Information given:
Issue #244, opened 2026-01-22
Running CI tests in forks


josipkh:
It seems like the CI tests are not run when pushing to branches different than "main" in forks.
Perhaps it would be good to have this option, instead of first opening a PR and addressing the failing tests afterwards.

Is there a reason to skip running CI tests in forks?

PR #252, opened 2026-02-04
Run CI in forks

josipkh:
addresses #244


dirkpr (approved):
Thanks! Looks good to me to always run linting and tests.

PR #16, opened 2024-03-28
Update getEdgesDirections queries

Cole-Greer:
*Issue #, if available:*

*Description of changes:*

Replaces the queries to fetch edge directions while building the schema. The old queries worked by testing for the existance of any possible edge, which resulted in a large number of queries for graphs with lots of node and edge labels.

The new query instead iterates through all the edge labels, and runs a query to fetch the corresponding from-label to-label pairs.

### DIFF
--- a/src/NeptuneSchema.js
+++ b/src/NeptuneSchema.js
@@ -132,28 +132,22 @@ async function getEdgesNames() {
 }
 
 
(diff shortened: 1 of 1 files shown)


andreachild:
VOTE +1 with the assumption that parameterized queries will be done as part of a different PR

PR #27, opened 2024-10-11
Change integration tests to use injected environment variables

andreachild:
Removed duplicates of airports.source.schema.graphql and changed references to use a common file. Changed integration test references to neptune db host and port to have values injected from environment variables so that contributors do not have to modify the case files to execute tests, which could lead to accidental commit of real URLs.

Fixed tests failing due to missing comma in json file, typo in referenced file suffix, and incorrect order of test cases (delete, create changed to create, delete).


test/testLib.js
```diff
@@ -20,7 +20,10 @@ async function queryNeptune(q, language, host, port, param) {
 
 
 function readJSONFile(fileName) {
-    return JSON.parse(fs.readFileSync(fileName, 'utf8'));
+    let text = fs.readFileSync(fileName, 'utf8');
+    text = text.replace('<AIR_ROUTES_DB_HOST>', process.env.AIR_ROUTES_DB_HOST);
+    text = text.replace('<AIR_ROUTES_DB_PORT>', process.env.AIR_ROUTES_DB_PORT);
```
kmcginnes, line 25: Not necessary, but it would be nice to have a good error message if these environment values are not defined. From what I see here it would just put `undefined` in place of the tokens and fail at some later point.

kmcginnes (approved):
I had one suggestion, but it is not necessary

PR #29, opened 2024-10-11
Change neptune queries to use parameters

andreachild:
Changed neptune queries to use parameters when able to prevent open cypher query injection. Added placeholder function for sanitization of query text that cannot be parameterized (such as node and edge labels in match clause). Sanitization logic is still to be determined after consultation with AWS.


src/NeptuneSchema.js
```diff
@@ -57,34 +57,50 @@ function consoleOut(text) {
...
     } else {
-        try {        
-        const response = await axios.post(`https://${HOST}:${PORT}/${language}`, `query=${encodeURIComponent(q)}`);
-        return response.data;    
+        try {
+            let data = {
+                query: query,
+                parameters: params
+            };
+            const response = await axios.post(`https://${HOST}:${PORT}/${language}`, data);
```
kmcginnes, line 82: I'm curious if the change to the data parameter results in a change to how the request body is serialized. I couldn't find the default serialization method for axios. It might serialize the JSON object in to URL form encoding. But it might keep it JSON, which would be a change.

You can pass the serialization method if you want to be explicit.

https://axios-http.com/docs/post_example

src/NeptuneSchema.js
```diff
@@ -196,9 +212,10 @@ function addUpdateEdgeProperty(edgeName, name, value) {
 
 
 async function getEdgeProperties(edge) {
-    let query = `MATCH ()-[n:${edge.label}]->() RETURN properties(n) as properties LIMIT ${SAMPLE}`;        
+    let query = `MATCH ()-[n:${sanitize(edge.label)}]->() RETURN properties(n) as properties LIMIT $sample`;
+    let parameters = `{"sample": ${SAMPLE}}`;
```
kmcginnes, line 216: I'm unfamiliar with the parameters format, but it looks a lot like JSON. Would it make more sense to construct a proper JSON object, the stringify it right before sending in the request? That would ensure the syntax is correct.

kmcginnes (commented):
Left a couple questions and suggestions.

src/NeptuneSchema.js
andreachild: The `aws4Interceptor` complained when I set it to form so I'm guessing it actually changed it to json under the hood. I set it to json instead to be explicit.

src/NeptuneSchema.js
andreachild: Changed to instantiate as object and then use JSON.stringify as suggested.

kmcginnes: What you have works, but I was thinking you would move the `JSON.stringify()` in to `function queryNeptune()`. You could even support both a string parameter and an object.

Something like this:

```js
async function queryNeptune(query, params) {
    // Ensure params is a string value
    const paramsString = typeof params === 'string'
        ? params
        : JSON.stringify(params)
    
    if (useSDK) {
        const response = await queryNeptuneSDK(query, paramsString);
        return response;
    } else {
        try {
            let data = {
                query: query,
                parameters: paramsString
            };
            const response = await axios.post(`https://${HOST}:${PORT}/${language}`, data, {
                headers: {
                    'Content-Type': 'application/json'
                }
            });
        return response.data;
        } catch (error) {
            console.error("Http query request failed: ", error.message);
            consoleOut("Trying with the AWS SDK");
            const response = await queryNeptuneSDK(query, paramsString);
            useSDK = true;
            return response;
        }
    } 
}
```

andreachild: Thanks for pointing that out, I should have noticed that delaying JSON.stringify is better happening later than sooner .

I changed it to something similar except to set the default params value to empty object instead of supporting both object and string params as I didn't see the need to support both types at this point in time. Callers should always be passing an object that is convertible to JSON string as you pointed out in your first comment so this makes more sense to me.

kmcginnes (approved):

PR #34, opened 2024-10-17
Fix CDK deployment

andreachild:
Fixed CDK lambda function bugs which were causing timeout and unauthorized errors when using the deployed GraphQL API app:
- VPC config now has the appropriate subnets and security group configured
- policy actions now reference the correct aws service depending on the neptune type
- environment now references the correct region when the neptune type is neptune-graph
- refactored endpoint parsing to use new util function so that the logic is contained in place and parsing is done in one function call instead of sprinkled throughout the code
- added unit tests for endpoint parsing
- added integration test verification for CDK deployment to check that the generated CDK js file contains some expected content


kmcginnes (approved):
LGTM

PR #56, opened 2025-01-08
Save the neptune schema to file early so that it can be used for troubleshooting

andreachild:
Save the neptune schema to file early (as soon as it's available) so that it can be used for troubleshooting if errors occur later in the pipeline.

### DIFF
--- a/src/main.js
+++ b/src/main.js
@@ -264,6 +264,36 @@ function processArgs() {
 
 }
 
+/**
+ * Saves the neptune schema to file
+ */
+function saveNeptuneSchema() {
+    // Output Neptune schema
+    if (inputGraphDBSchema !== '') {
+        if (outputNeptuneSchemaFile === '') {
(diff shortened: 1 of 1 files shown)


src/main.js
```diff
@@ -264,6 +264,36 @@ function processArgs() {
...
 }
 
+/**
+ * Saves the neptune schema to file
+ */
+function saveNeptuneSchema() {
+    // Output Neptune schema
+    if (inputGraphDBSchema !== '') {
+        if (outputNeptuneSchemaFile === '') {
+            if (createUpdatePipelineName === '') {
```
Cole-Greer, line 274: Is there any possibility for these variables to be undefined instead of an empty string?

andreachild: They are initialized to empty string at the start of the file

Cole-Greer (approved):

PR #57, opened 2025-01-17
Alias edges with same label as a node

andreachild:
Detect if there is an edge with the same label as a node and if so, create an alias in the graphQL schema by prefixing the edge label with an underscore. Without adding this alias the request to AWS to publish the graphQL API will fail as the schema will be invalid due to the duplication of types.


kmcginnes (approved):
LGTM

Issue #59, opened 2025-01-24
`@id` directive is ignored, `schemaModelValidator` always adds a new ID field


danielfinke:
When the `@id` directive is specified on a field, such as in the following type,

```graphql
type User {
  userId: ID! @id
  fullName: String
  isAdmin: Boolean
  location: String
}
```

it is ignored by `schemaModelValidator` which adds a new ID field, resulting in 2 ID fields:

`output.source.schema.graphql`
```graphql
type User {
  _id: ID! @id
  userId: ID! @id
  fullName: String
  isAdmin: Boolean
  location: String
}
```

Command: `node ./neptune-for-graphql.mjs --input-schema-file test.graphql --output-no-lambda-zip`

Expected output:

`output.source.schema.graphql`
```graphql
type User {
  userId: ID! @id
  fullName: String
  isAdmin: Boolean
  location: String
}
```

PR #60, opened 2025-01-24
Honour `@id` directive on type fields

danielfinke:
*Issue #, if available:* #59

*Description of changes:*

When the `@id` directive was specified on a field, it was ignored by `schemaModelValidator` which added a new ID field, resulting in 2 ID fields.

Now, the directive inference checks for the existence of an ID field before adding the default one.

- break out logic around ID/input fields into dedicated functions
- better inlining of input fields and values

### DIFF
--- a/src/test/schemaModelValidator.test.js
+++ b/src/test/schemaModelValidator.test.js
@@ -1,0 +1,54 @@
+import { readFileSync } from 'node:fs';
+import { loggerInit } from '../logger.js';
+import { validatedSchemaModel } from '../schemaModelValidator.js';
+import { schemaParser } from '../schemaParser.js';
+
+describe('validatedSchemaModel', () => {
+    let model;
+
+    beforeAll(() => {
+        loggerInit('./output', false, 'silent');
+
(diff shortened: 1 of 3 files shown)


kmcginnes:
Looks good to me!

+1

src/test/schemaModelValidator.test.js
```diff
@@ -0,0 +1,54 @@
...
+        const userIdFields = getIdFields(userType);
+        const groupIdFields = getIdFields(groupType);
+
+        expect(userIdFields).toHaveLength(1);
+        expect(groupIdFields).toHaveLength(1);
+        expect(userIdFields[0].name.value).toEqual('userId');
+        expect(groupIdFields[0].name.value).toEqual('_id');
+    });
+
+    test('should define the same ID fields on a type and its input type', () => {
```
andreachild, line 30: Would be nice to also add verification of the `Group` type to differentiate since it did not have a specified `id` field and it would be expected to be added to the type and input type.

andreachild:
LGTM

Cole-Greer (approved):
Thanks for the contribution @danielfinke

Issue #44, opened 2024-11-20
Query fails if filter is specified as empty


andreachild:
If a graphQL query contains a filter that is an empty object `filter: {}` , the query will fail. If the filter is removed entirely then the query is executed successfully.

![Screenshot 2024-11-20 at 12 59 23 PM](https://github.com/user-attachments/assets/ad11ef9a-b9be-4193-9e55-c82091b4799a)

![Screenshot 2024-11-20 at 12 59 47 PM](https://github.com/user-attachments/assets/370edc26-13a3-41a1-9881-09cf270c8f14)

Problem is that the resolver is resolving the graphQL query to something like this (filter value is missing opening curly brace):
```
getNodeAirports(filter:}) {
    ...
}
```

PR #61, opened 2025-01-25
Fix query from AppSync with an empty filter object

danielfinke:
*Issue #, if available:* #44

*Description of changes:*

Build the query/mutation's selection set using the `graphql` utilities, instead of building manually. This will avoid any edge cases with the provided arguments. The schema is assumed to be valid: validation should be taken care of ahead of time in `schemaModelValidator` and we also currently do not define the built-in directives (e.g. `@id`, `@relationship`) required to make it a valid schema.

- break out lookup functions for type/field definitions
- update `outputReference` resolvers
- add unit tests
- fix query result tests that were sensitive to object key order (use `toEqual` instead of strict JSON string equality)
- also check output file size of `.cjs` resolver in test `Case01.02`
- fix running test `Case01.04` (use `.cjs` extension)


andreachild:
Hi @danielfinke thanks for all of your recent contributions. This one is a bit more complex than the others so will take a bit more time to review, but I hope to review it this week.

AndreaNassisi:
Hello Daniel, thank you for submitting these changes. The team will look at them soon.

templates/JSResolverOCHTTPSTemplate.js
```diff
@@ -20,36 +21,41 @@ const schemaDataModelJSON = `INSERT SCHEMA DATA MODEL HERE`;
...
+            event.selectionSetGraphQL !== ''
+                ? gql`${event.selectionSetGraphQL}`.definitions[0].selectionSet
+                : undefined,
+    };
+    const opSelectionSet = {
+        kind: 'SelectionSet',
+        selections: [fieldNode]
+    };
+
+    const graphQuery = resolveGraphDBQuery(print(opSelectionSet));
```
andreachild, line 58: I like the idea of building the selection set using the `graphql` utilities instead of manually concatenating strings together.  However I noticed that there is some level of inefficiency with back and forth transformations to/from `gql` object. I will try to explain my concern with example below.

This code is triggered with an app sync event like:
```
{
  field: 'getNodeAirports',
  arguments: { filter: { country: 'US' }, options: { limit: 3 } },
  selectionSetGraphQL: '{\n  code\n  city\n}',
  source: null
}
```

After some transformations, on line 44 the `fieldNode` object ends up looking like:
```

{
    "kind": "Field",
    "name": {
        "kind": "Name",
        "value": "getNodeAirports"
    },
    "arguments": [
        {
            "kind": "Argument",
            "name": {
                "kind": "Name",
                "value": "filter"
            },
            "value": {
                "kind": "ObjectValue",
                "fields": [
                    {
                        "kind": "ObjectField",
                        "name": {
                            "kind": "Name",
                            "value": "country"
                        },
                        "value": {
                            "kind": "StringValue",
                            "value": "US"
                        }
                    }
                ]
            }
        },
        {
            "kind": "Argument",
            "name": {
                "kind": "Name",
                "value": "options"
            },
            "value": {
                "kind": "ObjectValue",
                "fields": [
                    {
                        "kind": "ObjectField",
                        "name": {
                            "kind": "Name",
                            "value": "limit"
                        },
                        "value": {
                            "kind": "IntValue",
                            "value": "3"
                        }
                    }
                ]
            }
        }
    ],
    "selectionSet": {
        "kind": "SelectionSet",
        "selections": [
            {
                "kind": "Field",
                "name": {
                    "kind": "Name",
                    "value": "code"
                },
                "arguments": [],
                "directives": []
            },
            {
                "kind": "Field",
                "name": {
                    "kind": "Name",
                    "value": "city"
                },
                "arguments": [],
                "directives": []
            }
        ]
    }
}
```

Then using `print` on line 58 the input to `resolveGraphDBQuery` becomes:
```
{
  getNodeAirports(filter: {country: "US"}, options: {limit: 3}) {
    code
    city
  }
}
```

Then further along in `resolveGraphDBQuery` the query is transformed again using `gql` on line 1061 and we end up with this value for `obj`:
```
{
    "kind": "Document",
    "definitions": [
        {
            "kind": "OperationDefinition",
            "operation": "query",
            "variableDefinitions": [],
            "directives": [],
            "selectionSet": {
                "kind": "SelectionSet",
                "selections": [
                    {
                        "kind": "Field",
                        "name": {
                            "kind": "Name",
                            "value": "getNodeAirports"
                        },
                        "arguments": [
                            {
                                "kind": "Argument",
                                "name": {
                                    "kind": "Name",
                                    "value": "filter"
                                },
                                "value": {
                                    "kind": "ObjectValue",
                                    "fields": [
                                        {
                                            "kind": "ObjectField",
                                            "name": {
                                                "kind": "Name",
                                                "value": "country"
                                            },
                                            "value": {
                                                "kind": "StringValue",
                                                "value": "US",
                                                "block": false
                                            }
                                        }
                                    ]
                                }
                            },
                            {
                                "kind": "Argument",
                                "name": {
                                    "kind": "Name",
                                    "value": "options"
                                },
                                "value": {
                                    "kind": "ObjectValue",
                                    "fields": [
                                        {
                                            "kind": "ObjectField",
                                            "name": {
                                                "kind": "Name",
                                                "value": "limit"
                                            },
                                            "value": {
                                                "kind": "IntValue",
                                                "value": "3"
                                            }
                                        }
                                    ]
                                }
                            }
                        ],
                        "directives": [],
                        "selectionSet": {
                            "kind": "SelectionSet",
                            "selections": [
                                {
                                    "kind": "Field",
                                    "name": {
                                        "kind": "Name",
                                        "value": "code"
                                    },
                                    "arguments": [],
                                    "directives": []
                                },
                                {
                                    "kind": "Field",
                                    "name": {
                                        "kind": "Name",
                                        "value": "city"
                                    },
                                    "arguments": [],
                                    "directives": []
                                }
                            ]
                        }
                    }
                ]
            }
        }
    ],
    "loc": {
        "start": 0,
        "end": 105
    }
}
```

So my question would be whether there is a way to avoid having to transform the input this many times? I wonder if the open cypher query could even be built without having to transform the app sync event into a `gql` object (this might be a bigger change if it's possible).

kmcginnes: After digging in to the code a bit I think @andreachild is correct that we can make this a tad bit simpler in the short term.

The part that I think we can remove is the `print()` call and the `gql()` call. We are essentially doing this:

```
const obj = gql(print(selectionSet));
```

But the selectionSet has all the information we need in the format we need already. The only part that is missing is the wrapper around the selection set:

```json
{
    "kind": "Document",
    "definitions": [
        {
            "kind": "OperationDefinition",
            "operation": "query",
            "variableDefinitions": [],
            "directives": [],
            "selectionSet": /* <selectionSet goes here> */
        }
    ]
}
```

So we could probably just build up the object using JavaScript instead of all the gql parsing tricks.

```js
const obj = {
  kind: "Document",
  definitions: [
    {
      kind: "OperationDefinition",
      operation: "query",
      variableDefinitions: [],
      directives: [],
      selectionSet: opSelectionSet,
    },
  ],
};

const graphQuery = resolveGraphDBQuery(obj);
```

This will break the test code since they are passing a graphQL query directly. But that should be an easy transition:

```js
// before
const result = resolverModule.resolveGraphDBQuery(query.graphql);

// after
const result = resolverModule.resolveGraphDBQuery(gql(query.graphql));
```

@danielfinke What do you think?

danielfinke: @kmcginnes @andreachild yep, good suggestion. I considered doing this in the first place but I didn't want to change the public API for the module. I must have been tired that day - it was trivial to make it backwards-compatible. Now `resolveGraphDBQuery` can accept the AST directly, or still parse a query string passed in by callers that haven't been updated yet. Let me know what you both think

kmcginnes: @danielfinke Great catch on the public API part and making it backward compatible. I missed that. 

I'll let @andreachild give the final word on this PR, but I think I'm happy.

test/TestCases/Case01/Case01.04.test.js
```diff
@@ -4,7 +4,7 @@ import { readJSONFile, testResolverQueriesResults } from '../../testLib';
 
 const casetest = readJSONFile('./test/TestCases/Case01/case.json');
 
-await testResolverQueriesResults(   './TestCases/Case01/output/output.resolver.graphql.js',
```
andreachild, line 7: Thank you for fixing this! I know some of the queries in this test case fail but that's outside the scope of this PR.

test/TestCases/Case01/Case01.05.test.js
```diff
@@ -0,0 +1,63 @@
...
+
+    test('should resolve queries with a filter', () => {
+        const result = resolve({
+            field: 'getNodeAirport',
+            arguments: { filter: { code: 'SEA' } },
+            selectionSetGraphQL: '{ city }'
+        });
+
+        expect(result).toEqual({
+            query: 'MATCH (getNodeAirport_Airport:`airport`{code: $getNodeAirport_Airport_code})\n' +
```
andreachild, line 20: This is great to be able to execute this logic check without having to actually execute the query. I will make use of this for my PR https://github.com/aws/amazon-neptune-for-graphql/pull/63 as well.

templates/JSResolverOCHTTPSTemplate.js
andreachild: Usually backwards compatibility for the module public API is not a concern since the utility deploys the resolver code alongside the `index.mjs` that references it in a zip for the lambda. But this backwards compatibility actually helps me with the work I'm doing to allow this utility to output Apollo server artifacts 👍

andreachild:
LGTM thanks for your patience and taking feedback into consideration

templates/JSResolverOCHTTPSTemplate.js
```diff
@@ -65,6 +80,35 @@ const returnString = [];    // openCypher return statements
...
+}
+
+
+function getFieldDef(fieldName) {
+    const rootTypeDefs = getRootTypeDefs();
+
+    for (const rootDef of rootTypeDefs) {
+        const fieldDef = rootDef.fields.find(def => def.name.value === fieldName);
+
+        if (fieldDef) {
```
andreachild, line 105: Nit: although I could not trigger this scenario from app sync UI (there seems to be some validation before the lambda is triggered) it would be nice to have an error indication if the specified field was not found in the schema.

Cole-Greer (approved):
Thanks @danielfinke, LGTM

templates/JSResolverOCHTTPSTemplate.js
danielfinke: @andreachild as you observed, AppSync validates the schema ahead of time, but for good measure I have added default values according to AST spec and assertions for situations that should not occur: #69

What the task requires:
Retype exactly the lines of the data above, starting at its first line and finishing with the line that has "Perhaps it would" in it.

Final answer:
Issue #244, opened 2026-01-22
Running CI tests in forks


josipkh:
It seems like the CI tests are not run when pushing to branches different than "main" in forks.
Perhaps it would be good to have this option, instead of first opening a PR and addressing the failing tests afterwards.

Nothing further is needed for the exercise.